▸ ASSIGNED TASK: Every line below that carries the word "provided" needs to be copied.

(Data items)

===============

Issue #3032, opened 2021-08-21
Add support for UNIX socket connections


bbatsov:
Support for UNIX socket connections was recently added to nREPL 0.9 (currently in beta). We should make it possible to connect to UNIX sockets from CIDER.  This will require some changes to the connection functions (mostly in `nrepl-client.el`). We can either expose a `socket` param there directly or recycle `host` if it looks like a file name.

bbatsov:
@rlbdv, btw is this something you plan to tackle? I was just reminded you're an Emacs user. :D

bendlas:
I did a proof of concept, that let me successfully connect to a unix domain socket: https://github.com/bendlas/cider/commit/03675162be3d30624563718cd4030d035c1ac780

```sh
clj -R:nrepl-latest -m nrepl.cmdline --socket /tmp/clj.sock
```

```el
(cider-connect-unix (list :socket-file "/tmp/clj.sock"))
```

Not sure about how to best integrate this into the menu structure of cider though ...

bbatsov:
Cool!

I think the bigger question is how to integrate this in the existing connect command, so we don't have to add new commands and create more confusion with them. Perhaps the current command can just prompt for socket as well as host and port and do something differently if there's a socket? I'll have to think a bit about this, but if anyone has great ideas - please, share them. :-)

//cc @vspinu

bbatsov:
I left a bit more feedback on your commit.

bendlas:
I'd be more than happy with a version, that only implements `cider-connect` support.

My use case is about developing in a VPN, and were it not for the REPL port, I could run my dev server in a completely isolated (linux) networking ns. Thus, cider-jack-in and other convenience isn't applicable anyway.

I suspect that many other use cases for domain- instead network-sockets will be similarly advanced.

rlbdv:
Fair enough, and thanks for working on it.

bbatsov:
Okay, guess we're on the same page, though. @bendlas Feel free to submit a PR when you're happy with your draft.

bendlas:
Sure, I could use some help with the design for `cider-connect`, though.

nrepl doesn't seem to write `.nrepl-port` for socket servers, so auto-finding the socket seems out of scope for this for now.

How do you feel about this design:

- Instead of `Host:`, `cider-connect` prompts for `TCP Host or Protocol:`, and allow to enter `nrepl+unix:` (with auto-completion).
[...]

PR #3088, opened 2021-11-02
Unix domain socket connection

bendlas:
Preview for https://github.com/clojure-emacs/cider/issues/3032

- [x] nrepl-client adaptions to connect via socket file
- [x] rudimentary menu integration, by overloading on a special hostname
- [x] select socket file with auto completion
- [ ] update menu structure to not overload host, instead take explicit protocol with `C-u` prefix arg

Please note that as per https://github.com/clojure-emacs/cider/issues/3032#issuecomment-958133135, this is not yet considered ready.

-----------------

### DIFF
--- a/nrepl-client.el
+++ b/nrepl-client.el
@@ -492,18 +492,20 @@ and kill the process buffer."
 ;;; Network
 
 (defun nrepl--unix-connect (socket-file &optional no-error)
+  "If SOCKET-FILE is given, try to `make-network-process'.
+If NO-ERROR is non-nil, show messages instead of throwing an error."
   (if (not socket-file)
       (unless no-error
         (error "[nREPL] Socket file not provided"))
-    (message "[nREPL] Establishing unix connection to %s ..." socket-file)
+    (message "[nREPL] Establishing unix socket connection to %s ..." socket-file)
     (condition-case nil
         (prog1 (list :proc (make-network-process :name "nrepl-connection" :buffer nil
-			                         :family 'local :service socket-file)
-                     :host "unix:"
+                                                 :family 'local :service socket-file)
+                     :host "local-unix-domain-socket"
                      :port socket-file
                      :socket-file socket-file)
-          (message "[nREPL] Direct connection to %s established" socket-file))
-      (error (let ((msg (format "[nREPL] Direct connection to %s failed" socket-file)))
+          (message "[nREPL] Unix socket connection to %s established" socket-file))
+      (error (let ((msg (format "[nREPL] Unix socket connection to %s failed" socket-file)))
                (if no-error
                    (message msg)
                  (error msg))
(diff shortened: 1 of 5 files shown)


nrepl-client.el
```diff
@@ -483,6 +483,24 @@ and kill the process buffer."
...
+      (unless no-error
+        (error "[nREPL] Socket file not provided"))
+    (message "[nREPL] Establishing unix connection to %s ..." socket-file)
+    (condition-case nil
+        (prog1 (list :proc (make-network-process :name "nrepl-connection" :buffer nil
+			                         :family 'local :service socket-file)
+                     :host "unix:"
+                     :port socket-file
+                     :socket-file socket-file)
+          (message "[nREPL] Direct connection to %s established" socket-file))
```
bbatsov, line 497: Perhaps we can say "Unix socket connection" here?

nrepl-client.el
```diff
@@ -621,14 +639,16 @@ Do not kill the server if there is a REPL connected to that server."
                            (buffer-list)))
         (nrepl-kill-server-buffer server-buf)))))
 
-(defun nrepl-start-client-process (&optional host port server-proc buffer-builder)
+(defun nrepl-start-client-process (&optional host port socket-file server-proc buffer-builder)
```
bbatsov, line 642: You'll have to mention the new param somewhere in the docstring, otherwise checkdoc won't be happy.

nrepl-client.el
```diff
@@ -621,14 +641,16 @@ Do not kill the server if there is a REPL connected to that server."
...
 
-(defun nrepl-start-client-process (&optional host port server-proc buffer-builder)
-  "Create new client process identified by HOST and PORT.
-In remote buffers, HOST and PORT are taken from the current tramp
-connection.  SERVER-PROC must be a running nREPL server process within
-Emacs.  BUFFER-BUILDER is a function of one argument (endpoint returned by
-`nrepl-connect') which returns a client buffer.  Return the newly created
-client process."
-  (let* ((endpoint (nrepl-connect host port))
+(defun nrepl-start-client-process (&optional host port socket-file server-proc buffer-builder)
```
bbatsov, line 644: One more thing - we'll likely have to move `socket-file` to the end of the function, even if this will make for a very weird API invocation. (I googled for uses of the function and I'm fairly certain this will break some clients, which we want to avoid) Or deprecate this function and replace it with a newer version that uses keyword params instead of named params.

bbatsov:
Btw, you also have to rebase on top of `master`. I believe this will address the CI failures.

bbatsov:
We'll also need to add a bit of documentation for starting a server that listens on a socket and connecting to it here https://docs.cider.mx/cider/1.1/basics/up_and_running.html#connect-to-a-running-nrepl-server Nothing fancy - a couple of paragraphs with code snippets will be enough.

bendlas:
Rebased and documented.

For now, I documented the current state for consistency. I don't think using this `local-unix-domain-socket` as-is would be a good idea. I'll change docu when I change impl.

bbatsov:
We can just add a note to the docs that this feature is experimental and subject to changes, that won't be considered breaking. That's how I typically approach the issue when I want to ship something sooner, but I know that its implementation is not ideal and will likely see some changes down the road.

bbatsov:
@bendlas Are things working properly with the latest nREPL beta?

bendlas:
Right, so I've been daily driving `-beta5` with jdk11

I just gave it a try with jdk17 and everything seems to be in order.

I tried to take another timeboxed stab at integrating a protocol chooser in order to get rid of the magic hostname, but couldn't complete it. I have a rough Idea, but no capacity right now, and would be happy to hand that part off.

bbatsov:
Okay, I'll merge this as it is and I'll add a note that the current behavior is subject to changes. Thanks for the getting it to this point!

PR #3092, opened 2021-11-23
Update *print-meta* bug comment in usage/pretty_printing

linkenneth:
https://clojure.atlassian.net/browse/CLJ-1445 is fixed as of Clojure 1.10.2, so this is no longer an active bug for the latest versions of Clojure. I added a note about versioning here, but we can also choose to remove this note entirely.

Verification:
```clj
user> (set! *print-meta* true)
;; => true
user> 
user> (with-meta [1 2 3] {:foo "bar"})
;; => ^{:foo "bar"} [1 2 3]
user> (def xs (with-meta [1 2 3] {:foo "bar"}))
;; => ^{:line 36, :column 7, :file "*cider-repl ml/tool-server:localhost:51070(clj)*", :name xs, :ns #namespace[user]} #'user/xs
user> xs
;; => ^{:foo "bar"} [1 2 3] ;; notice that meta is printed
```

### DIFF
--- a/doc/modules/ROOT/pages/usage/pretty_printing.adoc
+++ b/doc/modules/ROOT/pages/usage/pretty_printing.adoc
@@ -49,9 +49,10 @@ Here's one example:
   (apply pp/write value (mapcat identity (assoc options :stream writer))))
 ----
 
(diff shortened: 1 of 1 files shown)


linkenneth:
Test failure seems to be due to MELPA being unreachable; unrelated to doc changes.

bbatsov:
Thanks!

===============

▸ ANSWER BOX:
         (error "[nREPL] Socket file not provided"))
+        (error "[nREPL] Socket file not provided"))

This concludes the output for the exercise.